Why? There are dry amorphous solids (obsidian) and hydrated ones (opal, lapis lazuli, limonite). There are hydrated crystalline solids (some granites, travertine) and dry ones (basalts). I presume you would agree that the water is native to Earth. Dry crystalline rocks can be coated with hydrated amorphous material as a result of chemical weathering. It does not follow that a mix of dry crystalline and hydrated amorphous material implies an extraplanetary origin of the water.

What is his theoretical underpinning for suggesting that amorphous solids form in microgravity while crystals form under stronger gravity? NASA has been using the microgravity environment to produce well-ordered crystals since Skylab in the 1970’s. It’s perennially one of the applications brought up brought up to foster private-enterprise launch capabilities: purer pharmaceuticals, better semiconductors, etc. because of better crystal formation under microgravity.

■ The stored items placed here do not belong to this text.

PR #7701, opened 2022-08-08
Tls random/v2

inashivb:
Link to [redmine](https://redmine.openinfosecfoundation.org/projects/suricata/issues) ticket: https://redmine.openinfosecfoundation.org/issues/5190

suricata-verify-pr: 892

Previous PR: https://github.com/OISF/suricata/pull/7647

PR #7719, opened 2022-08-12
Tls random/v3

inashivb:
Link to [redmine](https://redmine.openinfosecfoundation.org/projects/suricata/issues) ticket: https://redmine.openinfosecfoundation.org/issues/5190

suricata-verify-pr: 906

Previous PR: https://github.com/OISF/suricata/pull/7701


src/detect-tls-random.c
```diff
@@ -0,0 +1,296 @@
...
+
+        if (flow_flags & STREAM_TOSERVER) {
+            random_buf = ssl_state->server_connp.random[0];
+        } else {
+            random_buf = ssl_state->client_connp.random[0];
+        }
+
+        /* First four bytes of random represent current UTC in the
+         * Unix epoch format so for now, first byte should never be 0 */
+        if (random_buf == 0) {
```
inashivb, line 280: This maybe incorrect. Check again.

src/detect-tls-random.c
```diff
@@ -0,0 +1,296 @@
...
+        uint8_t random_buf;
+        const SSLState *ssl_state = (SSLState *)f->alstate;
+
+        if (flow_flags & STREAM_TOSERVER) {
+            random_buf = ssl_state->server_connp.random[0];
+        } else {
+            random_buf = ssl_state->client_connp.random[0];
+        }
+
+        /* First four bytes of random represent current UTC in the
```
inashivb, line 278: not the first four

src/detect-tls-random.c
```diff
@@ -0,0 +1,296 @@
...
+         * Unix epoch format so for now, first byte should never be 0 */
```
victorjulien, line 207: but what if they are? We can't match on it then? Think this needs a flag or some other way to see if the field is filled.

victorjulien: the field is under full attacker control, so no assumptions about the values of the bytes are valid

victorjulien (changes requested):
see comment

Dr. Brown’s entire corpus of work does not need to be debated in order to correct individual erroneous or unsupported statements.

Fergus Mason

“Are your hypotheticals more of the same?”

No, I’d say it’s a reasonable thing to look for if Martian life is discovered. If it uses RNA or DNA for heredity then it’s pretty much certain it came from here, because the chances of independently evolved planetary life using the same molecules are essentially nil. If it uses something different then it originated independently of Earth life. Does that sound reasonable?

Fergus Mason

“Besides, the whole idea is that it’s integrated.”

It doesn’t matter how integrated it is if fundamental ideas are simply wrong. The idea that crystals need gravity to form is simply wrong.